**** Data extract ****

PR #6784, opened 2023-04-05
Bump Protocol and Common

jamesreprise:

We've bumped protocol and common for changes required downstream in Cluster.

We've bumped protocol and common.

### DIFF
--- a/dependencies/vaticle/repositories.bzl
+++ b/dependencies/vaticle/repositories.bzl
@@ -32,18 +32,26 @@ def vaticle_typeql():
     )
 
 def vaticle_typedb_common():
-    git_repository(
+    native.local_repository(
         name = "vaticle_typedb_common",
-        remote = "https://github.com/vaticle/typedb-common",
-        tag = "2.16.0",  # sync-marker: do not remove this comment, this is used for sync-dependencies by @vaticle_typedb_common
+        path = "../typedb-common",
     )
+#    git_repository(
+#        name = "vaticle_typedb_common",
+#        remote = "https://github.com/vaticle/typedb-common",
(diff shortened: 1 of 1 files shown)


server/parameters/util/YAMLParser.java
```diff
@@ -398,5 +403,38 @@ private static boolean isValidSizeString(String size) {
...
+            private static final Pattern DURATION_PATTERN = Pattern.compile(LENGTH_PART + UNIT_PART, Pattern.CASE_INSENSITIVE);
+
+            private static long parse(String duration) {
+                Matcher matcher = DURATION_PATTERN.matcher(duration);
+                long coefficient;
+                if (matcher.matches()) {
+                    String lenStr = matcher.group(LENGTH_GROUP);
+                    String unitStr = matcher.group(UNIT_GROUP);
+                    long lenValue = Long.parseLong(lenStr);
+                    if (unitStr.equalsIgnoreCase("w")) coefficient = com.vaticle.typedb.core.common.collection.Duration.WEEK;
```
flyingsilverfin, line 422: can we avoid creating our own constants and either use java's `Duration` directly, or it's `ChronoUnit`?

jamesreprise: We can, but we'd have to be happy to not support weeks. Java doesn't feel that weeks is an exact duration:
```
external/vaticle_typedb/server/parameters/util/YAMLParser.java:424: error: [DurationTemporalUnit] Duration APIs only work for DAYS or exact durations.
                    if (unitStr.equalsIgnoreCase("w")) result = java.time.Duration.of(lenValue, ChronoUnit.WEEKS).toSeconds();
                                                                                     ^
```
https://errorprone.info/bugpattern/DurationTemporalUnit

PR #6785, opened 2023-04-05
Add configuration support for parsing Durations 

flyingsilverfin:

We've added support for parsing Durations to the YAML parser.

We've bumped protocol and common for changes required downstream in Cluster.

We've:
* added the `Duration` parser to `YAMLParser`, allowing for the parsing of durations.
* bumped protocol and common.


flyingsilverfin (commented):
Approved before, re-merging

****

→ Problem to work on
Work out how many lines in this data contain "github". Only that number should be given.

→ Result for this task
2